### REQUIREMENT:
All of the data must be printed exactly; please include every line.

### EXTRACTED ENTRIES:

PR #27, opened 2016-06-13
Adding "CallableLocator" class locator

### LINKED ISSUE #19: Support for non-Composer-based class locator
In a project I'm analyzing 2 autoloaders are being used in combination. To cover that case I've created `CallableLoader`, that accepts any callback in constructor and will call it to locate class file.

If you're ok I can submit a PR with it.

aik099:
Closes #19


lisachenko:
Thanks! Merged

### EXPECTED ANSWER:
PR #27, opened 2016-06-13
Adding "CallableLocator" class locator

### LINKED ISSUE #19: Support for non-Composer-based class locator
In a project I'm analyzing 2 autoloaders are being used in combination. To cover that case I've created `CallableLoader`, that accepts any callback in constructor and will call it to locate class file.

If you're ok I can submit a PR with it.

aik099:
Closes #19


lisachenko:
Thanks! Merged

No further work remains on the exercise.